June 21st, 2011 by Keith Peters

I joined Infrared5 back in November 2007. Those were very different times. We were a hard core Flash shop, focusing on Red5 Server based applications and Papervision3D. The iPhone had been out for less than six months and only Apple could write apps for it. The iPod Touch was just a few weeks old. Nobody had heard of Android. Tablets were just a failed venture by Microsoft that most people had forgotten about a few years before. Nobody was particularly excited about HTML (5 or otherwise) or JavaScript. If there was any perceived threat to Flash at the time, it might have been Silverlight, but nobody was particularly worried about that.

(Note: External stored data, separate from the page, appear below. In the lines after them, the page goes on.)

PR #342, opened 2016-03-09
Log warning when property can't be defined

gingerik:
First of all, this PR is not complete.

For some types of objects I wish not to allow adding properties after initialization (using `Object.preventExtensions()`). However, this also prevents Aurelia from observing these properties, as defining the required extra properties using `Object.defineProperty` fails. Currently, this is being ignored silently. This purpose of this PR is to add logging to the situations where this might occur.
I've you find this PR useful, I can add loggers for the other `Object.defineProperty` occurrences as well.

By the way, I actually find `Reflect.defineProperty` to be a more elegant solution than try & catching. But as this requires an extra polyfill in aurelia-polyfills, I hereby first mention it as a suggestion.

### DIFF
--- a/config.js
+++ b/config.js
@@ -15,6 +15,7 @@ System.config({
 
   map: {
     "aurelia-dependency-injection": "npm:aurelia-dependency-injection@1.0.0-beta.1.1.2",
+    "aurelia-logging": "npm:aurelia-logging@1.0.0-beta.1.1.2",
     "aurelia-metadata": "npm:aurelia-metadata@1.0.0-beta.1.1.3",
     "aurelia-pal": "npm:aurelia-pal@1.0.0-beta.1.1.1",
     "aurelia-pal-browser": "npm:aurelia-pal-browser@1.0.0-beta.1.1.2",
--- a/package.json
+++ b/package.json
@@ -27,11 +27,13 @@
       "dist": "dist/amd"
     },
     "peerDependencies": {
+      "aurelia-logging": "^1.0.0-beta.1.1.2",
       "aurelia-metadata": "^1.0.0-beta.1.1.3",
       "aurelia-pal": "^1.0.0-beta.1.1.1",
       "aurelia-task-queue": "^1.0.0-beta.1.1.0"
     },
     "dependencies": {
+      "aurelia-logging": "^1.0.0-beta.1.1.2",
       "aurelia-metadata": "^1.0.0-beta.1.1.3",
       "aurelia-pal": "^1.0.0-beta.1.1.1",
       "aurelia-task-queue": "^1.0.0-beta.1.1.0"
--- a/src/array-observation.js
+++ b/src/array-observation.js
@@ -123,7 +123,7 @@ class ModifyArrayObserver extends ModifyCollectionObserver {
   static for(taskQueue, array) {
     if (!('__array_observer__' in array)) {
       let observer = ModifyArrayObserver.create(taskQueue, array);
-      Object.defineProperty(
+      Reflect.defineProperty(
         array,
         '__array_observer__',
         { value: observer, enumerable: false, configurable: false });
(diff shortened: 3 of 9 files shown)


jdanyow:
I think this is a good idea, on the other hand it might result in a lot of log messages so we may need a way to turn it off.  We may also want to look into whether we can get rid of the try-catch altogether. Could help with performance.

EisenbergEffect:
Sounds good. @jdanyow  Let's take this as a starting point and see if we can make some recommendations to @gingerik to get it ready to merge in.

gingerik:
Any update on this @jdanyow @EisenbergEffect? Currently, I'm updating a project to Babel 6 and this really would have helped me doing so.

EisenbergEffect:
@jdanyow Where are we at on this? We need to wrap up the remaining binding issues if we can in the next few weeks.

jdanyow:
Looks good to merge except the missing tests.  @gingerik any interest in updating the PR with some tests? If not, no worries, I can take it from here.

gingerik:
@jdanyow I am willing to rebase/update/finish this PR. But two questions remain:
* Should the logging be configurable or not?
* Can I replace the `Object.defineProperty` instances with `Reflect.defineProperty` (and create a PR for aurelia-polyfills)?

jdanyow:
>* Should the logging be configurable or not?

Let's skip it for the first pass assuming we don't think it will impact most projects.  If there's a valid reason to want to turn it off that crops up we can add a config point.  Sound reasonable?

>* Can I replace the `Object.defineProperty` instances with `Reflect.defineProperty` (and create a PR for aurelia-polyfills)?

This sounds like a nice change.  Can you put together a quick jsperf that compares the existing try-define-catch approach with the if-reflectdefine-else approach?  If it looks good, please proceed with the changes and then I'll run the before and after through the benchmark suite to double confirm.  Should get a perf boost by removing the try-catch.  If so we could make the same change in observer-locator.js in the `createObserversLookup` method.

gingerik:
@jdanyow jsperf.com seems to be down for a while now. I've created a [jsfiddle](https://jsfiddle.net/bm792m4e/6/) to show the difference in performance. Please verify you're seeing a big improvement as well and I will update the PR.

jdanyow:
@gingerik this is great!  I'm seeing `Reflect.defineProperty` outperform `Object.defineProperty` by a factor of 6 in Chrome and a factor of 31 in Edge!  This is going to be a significant performance win for the binding system.  Very nice work! :muscle:  Please proceed :rocket: 

Made some minor changes to enable running in edge without the console:  https://jsfiddle.net/bm792m4e/7/

jdanyow:
oh I see it's not as pronounced when if you comment out the colliding defines, but still a noticeable improvement nonetheless.

gingerik:
@jdanyow That's actually a good point. Didn't try that -- well at least the logging should perform better then ;-). I've already created a PR for aurelia-polyfills as we probably need that one to be updated as well. I'll continue by updating this PR.

EisenbergEffect:
@jdanyow Where are we at with this? Do we just need to merge the polyfills PR first and then this one?

jdanyow:
my bad, I dropped the ball on this one- @gingerik you're done with this right?  If so I'll get it merged

EisenbergEffect:
I merged the polyfill in so if this is good to go, feel free to merge it and let me know :)

gingerik:
It's ready to pull @jdanyow

jdanyow:
thanks @gingerik :+1:

doktordirk:
@jdanyow 
has anyone tried this with typescript. 

also `typeof target !== 'object``might not work as compared to 
```js
    // https://people.mozilla.org/~jorendorff/es6-draft.html#sec-object-type
    function IsObject(x) {
        return typeof x === "object" ? x !== null : typeof x === "function";
    }
```

gingerik:
Good point @doktordirk!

Now, the landscape is very different. I’m not going to say Flash is dead. I don’t think it is. I don’t even think that it is dying, per se. What is happening though, is that there are so many other cool and interesting things out there now, that Flash has lost its place in the spotlight for many developers. Also, I think that Flash initially had a very low learning curve and very little barrier to entry. A lot of Flash developers grew up as Flash did, learned real programming, object orientation, design patterns, best practices, etc., and were then able to branch out to other languages and platforms.

I have to say, that Infrared5 has not only rolled with the changes very well, but has completely embraced the change. I think virtually all of our front end developers are now seasoned iOS developers. Several have embraced Android development as well. We have Windows Phone 7 knowledge (mostly me), and our 3D platform has moved from Papervision to Unity. We’re doing HTML5 stuff as well as Flash and Flex sites, iPad apps, kiosk applications. Many of our projects even span multiple platforms – a Flex 4 app with an HTML5 public facing site, Flash or Unity 3D games with a companion iPhone app via Brass Monkey.

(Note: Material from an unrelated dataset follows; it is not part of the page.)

Issue #149, opened 2015-08-12
computedFrom doesn't support paths


jods4:
It is my understanding and my experience that `computedFrom` does not work with paths, like: `@computedFrom('user.firstName')`.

The company’s tag line is “Yeah, we can build that.” I’d say we’ve lived up to that.

In closing, I ran across this quote the other day that I really loved. It comes from a free on line book, “Learn Python the Hard Way”, by Zed A. Shaw, which you can find here: http://learnpythonthehardway.org/ . In the last section called “Advice From An Old Programmer”, he says:

“What I discovered after this journey of learning is that the languages did not matter, it’s what you do with them. Actually, I always knew that, but I’d get distracted by the languages and forget it periodically. Now I never forget it, and neither should you.

Which programming language you learn and use does not matter. Do not get sucked into the religion surrounding programming languages as that will only blind you to their true purpose of being your tool for doing interesting things.

Programming as an intellectual activity is the only art form that allows you to create interactive art. You can create projects that other people can play with, and you can talk to them indirectly. No other art form is quite this interactive. Movies flow to the audience in one direction. Paintings do not move. Code goes both ways.”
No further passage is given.